I correspond with a lot of machinists who bring me ideas for this blog or otherwise just want to talk over something they see here. My post on Yaskawa vs “Hobby” servos shook loose an interesting one. This is a machinist I’ve had a lot of great discussions with who does a lot of retrofits. One of his special niches (every shop needs a special niche the competitors can’t go!) is that his machines are simply bigger than the others nearby. If you have a rush job needing 60 inches of travel on a mill, he’s the man you have to talk to.
He’s gotten a lot of these machines together by retrofiting older machines. In response to my Yaskawa musings, he wanted to point out that there are a lot of intangibles that the raw specifications don’t speak to. He went through an evolution of sorts on the retrofitting. First he went with big steppers. Like any successful machine shop, he’s cranking out tons of parts. That’s how you make machine tools print money. As he puts it:
I would run a ton of parts. Come back and do a home check. It would be off .005 or .010″. Crap, you wonder how many parts are scrap. Was it loss of lube? Junk in the ways?
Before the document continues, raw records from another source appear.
PR #36, opened 2026-04-07
Improve error message when argument order matches but type annotation is incorrect

Darshan808:
### Description
- Added a new error message:
  ```ts
  incorrectType: 'Activation argument "{{ arg }}" has incorrect type annotation "{{ type }}". Expected type compatible with "{{ expected }}".',
  ```
- Added logic to distinguish between order mismatch and incorrect type annotation.
- Removed conditional type-checking logic:
    ```ts
      const hasTypeInfo = actualParamTypes.some(t => t !== null);
      if (hasTypeInfo) {
    ```
- Previously, type validation was only performed when type information was present.
- Updated behavior to enforce that all activation parameters must have valid type annotations. If a parameter is missing a type (or null), an error is now raised.
- This change was motivated by a failing test case that was incorrectly passing:
  ```ts
    activate: (app: JupyterFrontEnd, tracker: null) => {
  ```

### DIFF
--- a/src/rules/plugin-activation-args.ts
+++ b/src/rules/plugin-activation-args.ts
@@ -155,7 +155,7 @@ const jupyterPluginActivationArgs = createRule({
       wrongArgumentCount:
         'Expected {{ expected }} activation arguments (app + {{ tokenCount }} tokens), got {{ actual }}.',
       unresolvableTokenType:
-        'Token "{{ token }}" type could not be resolved — package may be unbuilt. Build it for accurate type checking.'
+        'Token "{{ token }}" type could not be resolved. The package may be unbuilt or type checking may not be configured.'
     },
     fixable: 'code',
     schema: [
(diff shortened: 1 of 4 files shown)


src/rules/plugin-activation-args.ts
```diff
@@ -288,8 +290,12 @@ const jupyterPluginActivationArgs = createRule({
         }
       }
       // Without a checker we cannot resolve namespace patterns like
-      // `IDebugger.ISidebar` ↔ `IDebuggerSidebar`.
-      if (!checker && paramType && paramType.includes('.')) return [true, false];
+      // `IDebugger.ISidebar` ↔ `IDebuggerSidebar`, so we cannot distinguish
+      // a genuine mismatch from a valid aliasing convention. Treat as a match
+      // to avoid false positives; the exact-name check above already handles
+      // the common case. Users wanting full type-aware checks should configure
+      // `parserOptions.project`.
```
Darshan808: After some thought, I think that if type-checking is not configured (even though we recommend it in the docs), we should ignore these mismatches since there is no reliable way to verify them.

What do you think, @krassowski? I’ve also modified docs to include this behavior in the PR.

krassowski: I think we don't want to give a false sense of security. If the plugin is misconfigured then I would err on side of logging a warning saying "hey we need access to types to resolve it properly" than ignoring it. On the other hand, if we can resolve everything without full type configuration then maybe it is fine to not prompt for additional config.  So I am not convinced we should ignore it.

Darshan808: Hmm, makes sense. Yes let's log `'Token "{{ token }}" type could not be resolved. The package may be unbuilt or type checking may not be configured.'`, if we need but cannot perform type-aware checking.

krassowski (approved):
Thanks!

I could really never tell. Maybe the ballscrews had rubbish in them?
The CNCZone crowd are fond of saying that a properly designed stepper system never loses steps, so there are no advantages to servos. I’ve had one of the leading luminaries in stepper drive design say that you can clearly hear when a stepper motor has dropped steps. He’s a great stepper drive designer (he really is, his drives are awesome), but he is not a machinist. Heck, I’m lucky to hear myself think when a big machine gets to moving some chips big time, let alone hear whether some stepper briefly squealed a little bit differently. Imagine just losing 1 or 2 steps on every 2nd or 3rd part all day long. That’s how you get to be off 5 or 10 thou at the end of the day.
I’ve also had my servos fault often enough, and known why they faulted, to be completely confident that peeps are losing steps out there from time to time, whether or not they want to admit it. Get a gib acting too tight due to not enough lube or junk in the ways like my machinist friend mentions and that’s all it takes. The machine will overcome it in many cases rather than stalling, but you’ve already lost the step. So you’re off by the end of the day. Crap.
From steppers, he went on to the “Hobby Grade” DC servos with brushes and all. I’ll let him tell the story again:
I went to the DC servo stuff. Way better than stepper stuff. I can actually run at 100 IPM!! Well, this stuff zeros the same all the time. Closed loop is nice. BUT, the motors got hot after extended use. I had several motors smoke and fail. I took them apart and looked at the charred brushes, they looked OK. Maybe the brush hung up in the holder? I sent in the analog servo card for factory evaluation. No error codes etc. just a red led telling me of error. Servo guys say it is fine…. I still have to this day marginal electrical connectors on those cards. Molex pin type connectors. Not designed for high current use. They get brown from the heat. I’d junk the stuff in a heartbeat if it was not for the downtime and expense. Think of all the money spent on Tagamet.
I can imagine the Tagamet. Rushing to get a job done, behind the 8 ball, and the machine is not working right after it always had. It’s like having a car that breaks down right when you need it most. Drives you crazy.
The comments about type of connector and their reliability are spot on. When you think about it, these servos and steppers live in a pretty nasty environment. Metal chips are flying everywhere, and will short out a contact in an instant. The airwaves are rife with electrical noise from the VFD on the main spindle to the guy that fires up the welder at the other end of the shop. Coolant is pooling around these bad boys hour after hour, are we running a machine tool or a submarine? And there is no rest. Got to grind out the parts constantly. No time for preventative maintenance to speak of. Run it until it breaks and then fix it ASAP.
As my friend puts it, a lot of hobby systems are a cascade of “it will work” type thinking. Not the result of ” let’s build the best” type thinking. It really does make a difference.
Yaskawas have the mojo, they are the best, and that’s why so many machines use them.